3. Drink lots of water (this helps to combat fatigue due to dehydration)
4. Figure out the time of day to allocate to each task (ex. emails, mixing, cue submissions, stemming, writing etc)
Hope these tidbits help!


----------



## NekujaK (Jan 10, 2022)

I find that a stringent deadline combined with chronic procrastination results in the most energizing motivational cocktail possible - better than any drug or cattle prod!

If I still have 80% of the work to do and only 20% of available time remains, I can work like a demon possessed 12-16 hours hours a day for several days straight. I realize this isn't the healthiest approach for many reasons, but nonetheless, it motivates me like nothing else can.

But under "normal" circumstances, I find it difficult to apply focused energy to any one thing for an extended period of time. I can work my main project for an hour, then jump to doing something else for 30 minutes, then come back to my project for another hour, and so on... This enables me to maintain a fresh approach, especially when creativity is needed.


----------



## Tralen (Jan 10, 2022)

dylanmixer said:


> I hear of composers working day and night on projects and I just can't imagine myself doing the same at the moment.


That "at the moment" suggests to me that there are other things in your life needing your attention, and it is perfectly fine to not be able to fix a schedule until those things are sorted.


----------



## StevenMcDonald (Jan 10, 2022)

Like Goalie said above, I set my objectives for the day based on productivity, not necessarily hours. A day might look like "write 2 tracks" or "write 1 track and revise, export and upload these other 3" for example. But hours wise that usually amounts to 5-6 hours per day, which has been plenty for me and leaves time for family, exercise, and videogames. 

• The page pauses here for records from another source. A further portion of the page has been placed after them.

PR #935, opened 2021-02-19
Fixed create_state_from_snapshot and added a test

Charlottez112:
## Description

I wasn't able to create a state using ```create_state_from_snapshot``` with a ```gsd.hoomd.Snapshot()```, and found that there's a bug in the ```simulation.py```

## How has this been tested?

Added a test in ```test_simulation.py```

## Checklist:

### DIFF
--- a/hoomd/pytest/test_simulation.py
+++ b/hoomd/pytest/test_simulation.py
@@ -198,32 +198,25 @@ def test_state_from_gsd(simulation_factory, get_snapshot,
         assert_equivalent_snapshots(snap, sim.state.snapshot)
 
 @skip_gsd
-def test_state_from_snapshot(simulation_factory, get_snapshot,
-                        device, state_args, tmp_path):
+def test_state_from_gsd_snapshot(simulation_factory, get_snapshot,
+                                 device, state_args, tmp_path):
     snap_params, nsteps = state_args
 
-    d = tmp_path / "sub"
-    d.mkdir()
-    filename = d / "temporary_test_file.gsd"
-    with gsd.hoomd.open(name=filename, mode='wb+') as file:
-        sim = simulation_factory(get_snapshot(n=snap_params[0],
-                                              particle_types=snap_params[1]))
-        snap = sim.state.snapshot
+    sim = simulation_factory(get_snapshot(n=snap_params[0],
+                                          particle_types=snap_params[1]))
+    snap = sim.state.snapshot
+    snap = make_gsd_snapshot(snap)
+    gsd_snapshot_list = [snap]
+    box = sim.state.box
+    for _ in range(1, nsteps):
+        particle_type = np.random.choice(snap_params[1])
+        snap = update_positions(sim.state.snapshot)
+        set_types(snap, random_inds(snap_params[0]),
+                  snap_params[1], particle_type)
         snap = make_gsd_snapshot(snap)
-        snapshot_dict = {}
-        snapshot_dict[0] = snap
-        file.append(snap)
-        box = sim.state.box
-        for step in range(1, nsteps):
-            particle_type = np.random.choice(snap_params[1])
-            snap = update_positions(sim.state.snapshot)
-            set_types(snap, random_inds(snap_params[0]),
-                      snap_params[1], particle_type)
-            snap = make_gsd_snapshot(snap)
-            file.append(snap)
-            snapshot_dict[step] = snap
+        gsd_snapshot_list.append(snap)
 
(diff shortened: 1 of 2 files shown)


bdice (dismissed):
Good fix, @Charlottez112. I think the test looks correct but might be shorter. I'll let other reviewers weigh in if it needs shortened.

hoomd/pytest/test_simulation.py
```diff
@@ -197,6 +197,38 @@ def test_state_from_gsd(simulation_factory, get_snapshot,
...
 
+@skip_gsd
+def test_state_from_snapshot(simulation_factory, get_snapshot,
+                        device, state_args, tmp_path):
+    snap_params, nsteps = state_args
+
+    d = tmp_path / "sub"
+    d.mkdir()
+    filename = d / "temporary_test_file.gsd"
+    with gsd.hoomd.open(name=filename, mode='wb+') as file:
```
b-butler, line 208: In your tests there is no reason to write to a file since you only use the stored `gsd.hoomd.Snapshot` objects.

hoomd/pytest/test_simulation.py
```diff
@@ -197,6 +197,38 @@ def test_state_from_gsd(simulation_factory, get_snapshot,
         assert box == sim.state.box
         assert_equivalent_snapshots(snap, sim.state.snapshot)
 
+@skip_gsd
+def test_state_from_snapshot(simulation_factory, get_snapshot,
```
b-butler, line 201: This should be named so that it knows it only tests the use of gsd snapshots.

b-butler, line 201: It would also be nice, though not a must if this also tested that it works when the snapshot data is only passed on the root rank for MPI simulations.

hoomd/pytest/test_simulation.py
```diff
@@ -197,6 +197,38 @@ def test_state_from_gsd(simulation_factory, get_snapshot,
...
+
+    d = tmp_path / "sub"
+    d.mkdir()
+    filename = d / "temporary_test_file.gsd"
+    with gsd.hoomd.open(name=filename, mode='wb+') as file:
+        sim = simulation_factory(get_snapshot(n=snap_params[0],
+                                              particle_types=snap_params[1]))
+        snap = sim.state.snapshot
+        snap = make_gsd_snapshot(snap)
+        snapshot_dict = {}
```
b-butler, line 213: You don't use the step for any purpose other than a `dict` key, we could just store this as a list.

b-butler (changes requested):
Thanks for the PR, and bug fix. I have some comments on how to improve the test you added, then we can get this merged.

hoomd/pytest/test_simulation.py
Charlottez112: Based on our discussion today, I tried to add a test to check that only the root rank gets the data from the snapshot, but I wasn't sure how to do this exactly. I'm thinking something like using an mpi4py communicator but I don't know at which step exactly only the root rank gets the data and all the other ranks don't, so that we can do the check at this step. And I'm also having some trouble rebuilding with MPI enabled. I think it would be better if we merge this PR first. I can add the test for MPI simulations after I fix my hoomd build

joaander: @b-butler hasn't this already done? `make_gsd_snapshot` copies the HOOMD snapshot object which does not have data on ranks >= 1. The GSD snapshots on those ranks will be invalid with `snap.particles.position` and other attributes set to `None`.

hoomd/pytest/test_simulation.py
```diff
@@ -197,6 +197,31 @@ def test_state_from_gsd(simulation_factory, get_snapshot,
...
+    snap = make_gsd_snapshot(snap)
+    gsd_snapshot_list = [snap]
+    box = sim.state.box
+    for _ in range(1, nsteps):
+        particle_type = np.random.choice(snap_params[1])
+        snap = update_positions(sim.state.snapshot)
+        set_types(snap, random_inds(snap_params[0]),
+                  snap_params[1], particle_type)
+        snap = make_gsd_snapshot(snap)
+        gsd_snapshot_list.append(snap)
```
joaander, line 217: I agree that this test could be shorter. However, it is written in the same style as the other tests in this file so I think it is OK for now. Any future clean up in this file can clean up all the tests in a similar way.

joaander (approved):
Thanks!

b-butler (approved):
This is fine for now, better to get the bug fix out there, but some future refactoring for some increased brevity might be good.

I CAN go a lot longer if I need to, but that isn't often. Efficiency is my strength as a composer, so even though my hours are low, my productivity is high.


----------



## molemac (Jan 10, 2022)

I find I work all day and nothing happens till 6pm when I suddenly find inspiration only for my wife to call me for dinner. If I go back into the studio after dinner its fatal as I forget to stop until three in the morning .


----------



## Jeremy Spencer (Jan 11, 2022)

I work a regular job Mon-Fri, so it ultimately comes down to how bad you want to do this. First and foremost, don't take on anything that you feel you can't handle. It took me a long time to learn how to says "no" to certain projects because there's only so much time in the day.....and also took me a long time to figure out my limits (at the expense of burning out). The hardest part is firing up the studio and beginning the process. I find that once I sit in front of the DAW and start playing, the inspiration starts to flow. Otherwise, it can be often difficult to get motivated (which is something I cannot explain).


----------



## MartinH. (Jan 12, 2022)

dylanmixer said:


> I'm currently struggling to get in to any kind of rhythm. Even if I have an enormous amount of work on my shoulders, I can really only manage maybe a few minutes of music a day before feeling burnt out. For me that equates to about 4-5 hours. I need to output more, but I find it difficult to stay focused. I hear of composers working day and night on projects and I just can't imagine myself doing the same at the moment.


Is it possible that you already are burnt out? Sometimes we look at others who work a lot more and get more done with envy, but we don't always know how they feel deep down. They might be suicidally depressed and mentally in a very dark place. Being able to push yourself hard does come with very real downsides in terms of lacking healthy self-protection mechanisms and can lead to more serious problems than missing deadlines. 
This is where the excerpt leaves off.